I'm worried about this young man being with my ah. I believe part of the reason he didn't go to jail is because he is now a RA. My ah took the almost empty bottle, and I believe took it with him.
He has threatened me so many times with divorce. I'm going to find a lawyer to talk too. I want to know what my rights are. Am I wrong to worry about this young man??? When will it all stop??? Am I expecting too much?? My ah told me last night he would fight me for our dogs. I am so confused. Am I wrong??? I'm feeling like the crazy inadequate wife. This disease has no mercy, and affects every part of ones life.
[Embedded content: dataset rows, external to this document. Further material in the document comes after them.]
PR #3649, opened 2023-06-08
[upgradetool] Adjust metadata unit for system channel types

J-N-K:
This enhances the metadata creation to system-channel-types that provide a state description with a unit. In addition warnings are printed if the channel MIGHT set a state description but the tool was not able to determine that.


kaikreuzer (approved):
Great, thank you!

PR #3651, opened 2023-06-11
Fix AuthFilter service declaration

J-N-K:
Regression from #3622 

The `AuthFilter` no longer declared `ContainerRequestFilter` as service.


kaikreuzer (approved):
lgtm, thanks!

Issue #3650, opened 2023-06-09
Sitemap event subscription for whole sitemap instead of one page only


TAKeanice:
Motivation:

I am trying to implement a display based on sitemaps (improving upon the [m5panel project](https://github.com/TAKeanice/m5panel)).
As my display interprets the sitemap slightly different than the BasicUI, and in general, different displays might interpret sitemaps in different ways, the subscription mechanism does not fit: An implementation for TV-sized screens may want to display all of the pages of a sitemap at once, while a small mobile display like the m5panel does not want to issue a new request on each of the frequently occuring navigations, but rather show the page navigated to with the up-to-date widgets straight away.

Current situation:

It took me quite a while to figure out how the subscriptions work for the basic ui: The backend is involved in changing the page of the subscription on navigation to another page. This implies, that at all times only one page can be visible and kept up to date.
Subscriptions are currently limited to a single page per event stream, and an alternative display implementation would have to open one subscription for each page it wants to keep up to date.

Proposed change:

Allow subscriptions for all pages of a sitemap at once (i.e., send updates for all widgets in the whole sitemap instead of only the widgets on a single page)

Implementation option:

* The Rest API (specifically the SitemapResource) accepts requests that only specify the sitemap. Currently, it issues a BAD_REQUEST error response when no pageId parameter is supplied.
* The SitemapSubscriptionService changes its pageOfSubscription map to hold a set of pages for each subscription id. All places where the pageOfSubscription map is used adapt to that change. Transitively, the getPageId method changes to return a set of pageIds for the subscription, and the usages of that method (two in SitemapResource) are adapted accordingly.
* The method `public void setPageId(String subscriptionId, String sitemapName, String pageId)` reacts to a `null` value for pageId by subscribing to _all_ pages of the sitemap

https://github.com/openhab/openhab-core/pull/3635 already refactors some of the SitemapSubscriptionService and the SitemapResource. Maybe it´s possible for @J-N-K to increase the scope of the PR while he´s at it? Otherwise, I am open to contributing a change myself. Please let me know :)

TheTrueRandom:
@TAKeanice Maybe for your usecase it could even make sense to subscribe to the [websocket](https://www.openhab.org/docs/configuration/websocket.html) stream and filter the events based on topics you are interested in. From my experience it is really fast and easy to work with.

TAKeanice:
[...]

PR #3652, opened 2023-06-12
Improvement: Allow subscriptions for complete sitemaps (not limited to a single page)

TAKeanice:
The changes in this PR allow to leave out the pageId in a request for updates from a subscription. The motivation for this was discussed in https://github.com/openhab/openhab-core/issues/3650

Leaving out the pageId in a subscription request makes the event API send events for updates of _all_ widgets within a sitemap. This is accomplished by walking the sitemap tree and collecting all widgets in it when the subscription is created. Previously, only the widgets on the given page were collected at that occasion.

In the issue above, performance issues were discussed. I do not know how to test for them, and would happily accept help with that matter.


lolodomo:
I will have a look to your proposal. But as this is something we are not recommending at all, first can you confirm that this will not become the default behaviour for existing UIs ? And I would like something added in the javadoc explaining that this is a possible not recommended usage.
Any official openHAB should not use that. This could lead to a massive network traffic between server and browser (SSE events).

TAKeanice:
@lolodomo thank you for giving this PR some support. I split up the methods to create a sitemap-wide subscription and a normal subscription endpoint, and commented the ones that should not be used. There should be no possibility to unconsciously subscribe to the whole sitemap.

The things I did not change apparently contained some nullability issues with the pageId. I did not try to resolve them to not break legacy behaviour.

TAKeanice:
@lolodomo the compliance with your request to make sure not the whole sitemap is listened to by default is now also ensured by a regression test. I don´t see any reason why this should not be merged.

TAKeanice:
@lolodomo I know everyone is busy and stuff, but now that it´s spring and everything is getting back to life, would you consider reviving your interest in this PR, too?

bundles/org.openhab.core.io.rest.sitemap/src/main/java/org/openhab/core/io/rest/sitemap/SitemapSubscriptionService.java
```diff
@@ -281,19 +317,41 @@ private EList<Widget> collectWidgets(String sitemapName, String pageId) {
...
     }
 
-    private String getValue(String sitemapName, String pageId) {
+    private String getScopeIdentifier(String sitemapName) {
+        return sitemapName;
+    }
+
+    private String getScopeIdentifier(String sitemapName, String pageId) {
         return sitemapName + SITEMAP_PAGE_SEPARATOR + pageId;
     }
```
J-N-K, line 356:
```suggestion
    private String getScopeIdentifier(String sitemapName, @Nullable String pageId) {
        return pageId == null ? sitemapName : sitemapName + SITEMAP_PAGE_SEPARATOR + pageId;
    }
```

I think you can also collapse both versions of `addCallbackToListener` in one method, calling either `collectAllWidgetsInSitemap` or `collectWidgetsOnPage` (depending on `pageId == null`).

bundles/org.openhab.core.io.rest.sitemap/src/main/java/org/openhab/core/io/rest/sitemap/internal/SitemapResource.java
```diff
@@ -265,10 +267,50 @@ public Response getSitemapData(@Context HttpHeaders headers,
...
+     *
+     * Subscribe to a whole sitemap (all pages at once).
+     * This is not a recommended option as it incurs high SSE traffic
+     * and might pose a high load on the server, depending on the sitemap size.
+     * No built-in openhab UI should use this functionality.
+     *
+     */
     @GET
-    @Path("/{sitemapname: [a-zA-Z_0-9]+}/{pageid: [a-zA-Z_0-9]+}")
+    @Path("/{sitemapname: [a-zA-Z_0-9]+}/wholeSitemap")
```
J-N-K, line 279: I would prefer something like `*`, because `wholeSitemap` is also a valid page id (at least it matchs the regexp).

bundles/org.openhab.core.io.rest.sitemap/src/main/java/org/openhab/core/io/rest/sitemap/SitemapSubscriptionService.java
```diff
@@ -215,18 +217,39 @@ public boolean exists(String subscriptionId) {
...
 
+    private boolean isPageListener(String sitemapWithPageId) {
+        return sitemapWithPageId.contains(SITEMAP_PAGE_SEPARATOR);
+    }
+
     private String extractPageId(String sitemapWithPageId) {
         return sitemapWithPageId.split(SITEMAP_PAGE_SEPARATOR)[1];
     }
 
+    public void unsetPageId(String subscriptionId, String sitemapName) {
```
J-N-K, line 236: I don't think you need this method if you allow `pageId` to be `null` and act accordingly. This also simplifies code in the `SitemapResource`

J-N-K (changes requested):
I think you can simplify the code very much by allowig `pageId` to be null (and consider that as "whole sitemap"). You can remove nearly all added methods in this case.

TAKeanice:
@J-N-K I the request by @lolodomo was specifically not to do that, since it could accident is be used in some official implementation. My original implementation was like you suggested. If you want, I revert my changes to get that version back. Expecting your final decision :)

J-N-K:
I can't find that request in this PR, can you point me to the comment?

TAKeanice:
> the comment

https://github.com/openhab/openhab-core/pull/3652#issuecomment-1773755492_

Have I misinterpreted the request to make sure it does not get used accidentally?

J-N-K:
IMO yes, my understanding is that a comment should state "whole sitemap is not recommended" (maybe also in the API documentation, not only in JavaDoc) and that a subscription with page should never result in a subscription to the whole sitemap.

TAKeanice:
I will make some simplifications to the private methods, that should reduce code duplication.

lolodomo:
> IMO yes, my understanding is that a comment should state "whole sitemap is not recommended

Yes, that was my request.
Also as a consequence that it should not become the default behaviour.

TAKeanice:
The reason I split the methods is that the method `getSitemapEvents` https://github.com/openhab/openhab-core/blob/81f2bd9366d3f937da892ac704671207fce5e10c/bundles/org.openhab.core.io.rest.sitemap/src/main/java/org/openhab/core/io/rest/sitemap/internal/SitemapResource.java#L346-L349 allows null as pageId. If I unsplit the whole implementation by allowing null pageIds throughout, omitting the pageId when calling that method would result in accidentally using sitemap-wide subscriptions. That was the nullability issue I referred to here: https://github.com/openhab/openhab-core/pull/3652#issuecomment-1807185491

J-N-K:
It does not allow `null` as `pageId`:

```
 if (sitemapname != null && pageId != null) {
            subscriptions.setPageId(subscriptionId, sitemapname, pageId);
        }
```

My proposal was to use `null` in Java code and `*` as `pageId` for "whole sitemap". `*` is not a valid `pageId`, so there can be no collisions. You can adjust the regexp so that it accepts either `*` or a valid `pageId`.

TAKeanice:
I improved the code as suggested

bundles/org.openhab.core.io.rest.sitemap/src/main/java/org/openhab/core/io/rest/sitemap/SitemapSubscriptionService.java
```diff
@@ -284,17 +307,17 @@ private EList<Widget> collectWidgets(String sitemapName, String pageId) {
...
                 oldListener.serviceRegistration().unregister();
                 pageChangeListeners.remove(sitemapPage);
             }
         }
     }
 
-    private String getValue(String sitemapName, String pageId) {
-        return sitemapName + SITEMAP_PAGE_SEPARATOR + pageId;
+    private String getScopeIdentifier(String sitemapName, @Nullable String pageId) {
+        return sitemapName + (pageId == null ? "" : SITEMAP_PAGE_SEPARATOR + pageId);
```
J-N-K, line 320:
```suggestion
        return pageId == null ? sitemapName : sitemapName + SITEMAP_PAGE_SEPARATOR + pageId;
```

bundles/org.openhab.core.io.rest.sitemap/src/main/java/org/openhab/core/io/rest/sitemap/internal/SitemapResource.java
```diff
@@ -265,10 +267,50 @@ public Response getSitemapData(@Context HttpHeaders headers,
...
+     *
+     */
+    @GET
+    @Path("/{sitemapname: [a-zA-Z_0-9]+}/*")
+    @Produces(MediaType.APPLICATION_JSON)
+    @Operation(operationId = "pollDataForSitemap", summary = "Polls the data for a whole sitemap. Not recommended due to potentially high traffic.", responses = {
+            @ApiResponse(responseCode = "200", description = "OK", content = @Content(schema = @Schema(implementation = SitemapDTO.class))),
+            @ApiResponse(responseCode = "404", description = "Sitemap with requested name does not exist"),
+            @ApiResponse(responseCode = "400", description = "Invalid subscription id has been provided.") })
+    public Response getPageData(@Context HttpHeaders headers,
```
J-N-K, line 285:
```suggestion
    public Response getSitemapData(@Context HttpHeaders headers,
```

J-N-K (changes requested):
Otherwise LGTM, @lolodomo can you have a look or test this before merge?

J-N-K:
There seems to be an issue with spotless

TAKeanice:
> There seems to be an issue with spotless

yes, it does not like formatting in conditions :D Fixed that.

bundles/org.openhab.core.io.rest.sitemap/src/main/java/org/openhab/core/io/rest/sitemap/internal/SitemapResource.java
```diff
@@ -333,6 +375,28 @@ public Object createEventSubscription() {
...
+     * and might pose a high load on the server, depending on the sitemap size.
+     * No built-in openhab UI should use this functionality.
+     *
+     */
+    @GET
+    @Path(SEGMENT_EVENTS + "/{subscriptionid: [a-zA-Z_0-9-]+}/*")
+    @Produces(MediaType.SERVER_SENT_EVENTS)
+    @Operation(operationId = "getSitemapEvents", summary = "Get sitemap events for a whole sitemap. Not recommended due to potentially high traffic.", responses = {
+            @ApiResponse(responseCode = "200", description = "OK"),
+            @ApiResponse(responseCode = "400", description = "Page not linked to the subscription."),
```
lolodomo, line 391: Please update the description.
I have even the felling this response can not occur; if that is true, rather remove this line.

lolodomo (changes requested):

bundles/org.openhab.core.io.rest.sitemap/src/main/java/org/openhab/core/io/rest/sitemap/SitemapSubscriptionService.java
```diff
@@ -215,67 +217,88 @@ public boolean exists(String subscriptionId) {
...
+        return sitemapWithPageId.contains(SITEMAP_PAGE_SEPARATOR);
+    }
+
     private String extractPageId(String sitemapWithPageId) {
         return sitemapWithPageId.split(SITEMAP_PAGE_SEPARATOR)[1];
     }
 
     /**
-     * Updates the subscription to send events for the provided page id.
+     * Updates the subscription to send events for the provided page id (or whole sitemap if page is is null).
```
lolodomo, line 237: Typo: page **id** is null

bundles/org.openhab.core.io.rest.sitemap/src/main/java/org/openhab/core/io/rest/sitemap/SitemapSubscriptionService.java
```diff
@@ -72,6 +73,7 @@ public class SitemapSubscriptionService implements ModelRepositoryChangeListener
     private static final String SITEMAP_PAGE_SEPARATOR = "#";
     private static final String SITEMAP_SUFFIX = ".sitemap";
     private static final int DEFAULT_MAX_SUBSCRIPTIONS = 50;
+    public static final Duration WAIT_AFTER_CREATE_SECONDS = Duration.ofSeconds(30);
```
lolodomo, line 76: Minor but rather private

lolodomo (changes requested):

bundles/org.openhab.core.io.rest.sitemap/src/main/java/org/openhab/core/io/rest/sitemap/internal/SitemapResource.java
```diff
@@ -265,10 +267,50 @@ public Response getSitemapData(@Context HttpHeaders headers,
...
+                return JSONResponse.createErrorResponse(Response.Status.BAD_REQUEST, e.getMessage());
+            }
+        }
+
+        boolean timeout = false;
+        if (headers.getRequestHeader("X-Atmosphere-Transport") != null) {
+            timeout = blockUnlessChangeOccursAnywhere(sitemapname);
+        }
+        SitemapDTO responseObject = getSitemapBean(sitemapname, uriInfo.getBaseUriBuilder().build(), locale,
+                includeHiddenWidgets, timeout);
```
lolodomo, line 306: Why do you need timeout information in the response ?
It was not needed in the current implementation.

TAKeanice: Right, some of these changes might have crept in because I started development quite some time ago when the code still was like that. Same with the nullability problems. I will fix it this evening.

TAKeanice: I remember why the timeout field is necessary. It was meant analogous to the timeout in PageDTO, but I can just use the field timeout in the homepage of the sitemap.

TAKeanice: Timeout parameter removed from SitemapDTO, but still needed in getSitemapBean to set on homepage PageDTO. The parameter is necessary to tell the caller whether a change has occurred or just a timeout when long-polling for events

bundles/org.openhab.core.io.rest.sitemap/src/main/java/org/openhab/core/io/rest/sitemap/SitemapSubscriptionService.java
TAKeanice: Is now private

bundles/org.openhab.core.io.rest.sitemap/src/main/java/org/openhab/core/io/rest/sitemap/SitemapSubscriptionService.java
TAKeanice: wrote pageId to use the same spelling as the parameter

bundles/org.openhab.core.io.rest.sitemap/src/main/java/org/openhab/core/io/rest/sitemap/internal/SitemapResource.java
TAKeanice: The method `getSitemapEvents` returns a `BAD_REQUEST` when there is either no sitemap or no pageId (when trying to subscribe to a page only) or when either of them could not be set as location for the subscription

bundles/org.openhab.core.io.rest.sitemap/src/main/java/org/openhab/core/io/rest/sitemap/internal/SitemapResource.java
```diff
@@ -341,26 +405,31 @@ public Object createEventSubscription() {
     @Produces(MediaType.SERVER_SENT_EVENTS)
     @Operation(operationId = "getSitemapEvents", summary = "Get sitemap events.", responses = {
             @ApiResponse(responseCode = "200", description = "OK"),
-            @ApiResponse(responseCode = "400", description = "Page not linked to the subscription."),
+            @ApiResponse(responseCode = "400", description = "Missing sitemapname or page parameter, or page not linked successfully to the subscription."),
```
J-N-K, line 408:
```suggestion
            @ApiResponse(responseCode = "400", description = "Missing sitemap or page parameter, or page not linked successfully to the subscription."),
```

J-N-K (changes requested):
Otherwise LGTM, maybe @lolodomo can also approve here.

bundles/org.openhab.core.io.rest.sitemap/src/main/java/org/openhab/core/io/rest/sitemap/internal/SitemapResource.java
```diff
@@ -341,26 +405,31 @@ public Object createEventSubscription() {
...
         }
-        if (sitemapname != null && pageId != null) {
-            subscriptions.setPageId(subscriptionId, sitemapname, pageId);
+        if (sitemapname != null && (subscribeToWholeSitemap || pageId != null)) {
+            subscriptions.updateSubscriptionLocation(subscriptionId, sitemapname, pageId);
         }
-        if (subscriptions.getSitemapName(subscriptionId) == null || subscriptions.getPageId(subscriptionId) == null) {
-            logger.debug("Subscription id {} is not yet linked to a sitemap/page.", subscriptionId);
+        if (subscriptions.getSitemapName(subscriptionId) == null
+                || subscriptions.getPageId(subscriptionId) == null && !subscribeToWholeSitemap) {
```
lolodomo, line 431: I believe some parenthesis are missing around the second line. Please confirm.

bundles/org.openhab.core.io.rest.sitemap/src/main/java/org/openhab/core/io/rest/sitemap/SitemapSubscriptionService.java
```diff
@@ -215,67 +217,88 @@ public boolean exists(String subscriptionId) {
...
+        return sitemapWithPageId.contains(SITEMAP_PAGE_SEPARATOR);
+    }
+
     private String extractPageId(String sitemapWithPageId) {
         return sitemapWithPageId.split(SITEMAP_PAGE_SEPARATOR)[1];
     }
 
     /**
-     * Updates the subscription to send events for the provided page id.
+     * Updates the subscription to send events for the provided page id (or whole sitemap if pageId is is null).
```
lolodomo, line 237: Very minor but you still kept the doubled is => is is null

lolodomo (changes requested):

bundles/org.openhab.core.io.rest.sitemap/src/main/java/org/openhab/core/io/rest/sitemap/internal/SitemapResource.java
J-N-K: good catch

TAKeanice: No, because && has higher operator precedence.

TAKeanice: The condition says "we need to have successfully subscribed to a sitemap and, if we do not want to subscribe to a whole sitemap, we need to have successfully subscribed to a page"

bundles/org.openhab.core.io.rest.sitemap/src/main/java/org/openhab/core/io/rest/sitemap/internal/SitemapResource.java
```diff
@@ -714,7 +803,7 @@ private boolean blockUnlessChangeOccurs(String sitemapname, String pageId) {
      *            the widgets of the page to observe
      * @return true if the timeout is reached
      */
-    private boolean waitForChanges(EList<Widget> widgets) {
+    private boolean waitForChanges(List<Widget> widgets) {
         long startTime = (new Date()).getTime();
         boolean timeout = false;
         Set<String> items = getAllItems(widgets).stream().map(Item::getName).collect(Collectors.toSet());
```
lolodomo, line 809: This will be interesting that you add a DEBUG log just after this line showing how many widgets you have and how many items it resulted.

bundles/org.openhab.core.io.rest.sitemap/src/main/java/org/openhab/core/io/rest/sitemap/internal/SitemapResource.java
lolodomo: Even if the code is good due to precedence of such operator over another, I will prefer you add parenthesis as precedence between && and || is not something very intuitive.

bundles/org.openhab.core.io.rest.sitemap/src/main/java/org/openhab/core/io/rest/sitemap/internal/SitemapResource.java
lolodomo: In a common user situation (user defining only one sitemap), it should lead to have more or less all items.

TAKeanice: Good idea, I added that but in the method in SitemapSubscriptionService and deduplicated the code from this method.

bundles/org.openhab.core.io.rest.sitemap/src/main/java/org/openhab/core/io/rest/sitemap/internal/SitemapResource.java
TAKeanice: Matter of taste, I always prefer less boilerplate but will follow your preference here as you´re the maintainers :) To explain my preference, I think in complicated boolean statements, too many parenthesis in a row confuse new developers, as they have to count the parenthesis to know what they enclose. I think, although not coming from a Python background, that smart indentations help understanding much better. For that statement for example I would prefer the following, but I believe spotless prohibits that:

```Java
if (subscriptions.getSitemapName(subscriptionId) == null
     || subscriptions.getPageId(subscriptionId) == null 
        && !subscribeToWholeSitemap)
```

bundles/org.openhab.core.io.rest.sitemap/src/main/java/org/openhab/core/io/rest/sitemap/internal/SitemapResource.java
TAKeanice: Sorry, I got that wrong, added the log statement into waitForChanges as well.

bundles/org.openhab.core.io.rest.sitemap/src/main/java/org/openhab/core/io/rest/sitemap/SitemapSubscriptionService.java
```diff
@@ -215,86 +217,111 @@ public boolean exists(String subscriptionId) {
...
+            return widgets;
+        }
+
+        if (pageId != null && !pageId.equals(sitemap.getName())) {
+            // subscribing to subpage of sitemap --> get all widgets from that page
+            Widget pageWidget = itemUIRegistry.getWidget(sitemap, pageId);
+            if (pageWidget instanceof LinkableWidget widget) {
+                widgets = itemUIRegistry.getChildren(widget);
+                // We add the page widget. It will help any UI to update the page title.
+                widgets.add(pageWidget);
```
lolodomo, line 289: In the current implementation, `pageWidget`was not considered by `blockUnlessChangeOccurs`.

I am not sure if it was an error or it was not an error what could be the impact of considering it now.
WDYT ?

J-N-K:
There is an issue with the tests, can you fix that? I'll nmerge afterwards. Thanks for your patience.

lolodomo:
I have not checked but I will not be surprised that tests are failing due to the change I am commenting in my last message.

TAKeanice:
@J-N-K and @lolodomo I think the tests fail due to my code deduplication, I'll fix that today. It was a pleasure working on finalizing this the last couple of days, thank you for that!

bundles/org.openhab.core.io.rest.sitemap/src/main/java/org/openhab/core/io/rest/sitemap/SitemapSubscriptionService.java
TAKeanice: I think both implementations for collecting widgets are meant to do the same and omitting the page in one of them was the typical consequence of code duplication. I will check what that causes with the tests though.

TAKeanice:
The test fails because the subscriptionService is just a mock, I need to properly instantiate it and mock its itemUIRegistry in the test.

J-N-K:
You can also keep the mocked `subscriptionService` and return another mock, depending on the called method (using `when`).

TAKeanice:
> You can also keep the mocked `subscriptionService`

but that would defeat the purpose of the test, since an important part of the logic resides in collectWidgets

J-N-K:
I didn't look at the test, it was more a general comment.

bundles/org.openhab.core.io.rest.sitemap/src/main/java/org/openhab/core/io/rest/sitemap/SitemapSubscriptionService.java
lolodomo: I just hope it was not done deliberately.

TAKeanice: I will take a look at the history of the code before resolving this conversation

lolodomo: Is `blockUntilChangeOccurs` only used when long polling mode is used ? Sorry, I do not remember.

TAKeanice: Yes

lolodomo: In this case, this will not impact Basic UI when used with any modern browser (meaning supporting SSE).
But not sure about Android app and iOS app, even if I know that the Android app is also using a SSE connection.

By the way, as previously said, the change probably makes sense.

J-N-K (approved):
Thanks!

bundles/org.openhab.core.io.rest.sitemap/src/main/java/org/openhab/core/io/rest/sitemap/SitemapSubscriptionService.java
TAKeanice: Seems like both places have been there since the code was added to the repository in 2019 (a37cceab), so I can´t judge. But the effect will only be a little more frequent updates, that occur also when the parent page itself changes, so I agree that it will probably not cause any trouble.

TAKeanice:
@J-N-K the test issues have been resolved.

lolodomo:
By renaming methods, you broke UIs using them :(
Basic UI is no more compiling, I am going to fix that.

lolodomo:
I search in GitHub and apparently Basic UI was the unique app calling this method.

PR #3654, opened 2023-06-13
[rest] Add unit to item response

mherwege:
This extends the enrichedItemDTO with a unitSymbol field, representing the default unit for a number item. This would be the value configured in unit metadata or the default for the dimension.

This field is required to better support sitemap input widgets in apps. When no unit is provided in the label pattern or state description, it allows the input widget to show the default unit symbol. Combined with https://github.com/openhab/openhab-core/pull/3644 this would allow to make the functionality for the input widget equivalent to the proposed functionality for BasicUI.


J-N-K (approved):
LGTM

PR #3664, opened 2023-06-18
Fix missing query prefix in JarFileAddonService

J-N-K:
See title. This brings the query id in-line with the other add-on services. Before queries without add-on service id were not properly processed. As a result the add-on configuration page could not be accessed.

Also adds correct content type.


kaikreuzer (approved):
Thank you!

PR #3668, opened 2023-06-25
Replace `StringBuffer` usages with `StringBuilder`

wborn:
See: https://docs.oracle.com/en/java/javase/17/docs/api/java.base/java/lang/StringBuilder.html

> This class provides an API compatible with StringBuffer, but with no guarantee of synchronization.
> This class is designed for use as a drop-in replacement for StringBuffer in places where the string buffer was being used by a single thread (as is generally the case).
> Where possible, it is recommended that this class be used in preference to StringBuffer as it will be faster under most implementations.


J-N-K (approved):
LGTM, thanks!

This disease is like no other, most conditions the person seeks treatment and recovers. Not this disease!!! It hurts so.
Dear Zircon:
The way I assess where someone is with denial and projection, or change and responsibility, is if they are aware and confronting the link between their behavior with their past relations and issues with parents. if they still have "mommy issues" or "daddy issues" they are in the dark about, then the patterns will continue. The people I know who have broken free and made change not only are aware, but confront these issues with forgiveness and courage to change for the better. There is no mistaking or faking this! People are either in denial and projecting blame on others; or if they are aware and taking responsibility they are HUMBLED by the task, and learn not to judge others because they are focused on their own part of the problem.

For this man to blame you and try to belittle you as a defense mechanism is clearly denial and projection. Very immature, and unless you are a professional counselor, you are not paid enough to provide therapy to guide this man through the process. He is still not aware of his patterns, so this will continue in cycles. Steer clear if you cannot afford the time, energy and expense this will cost you.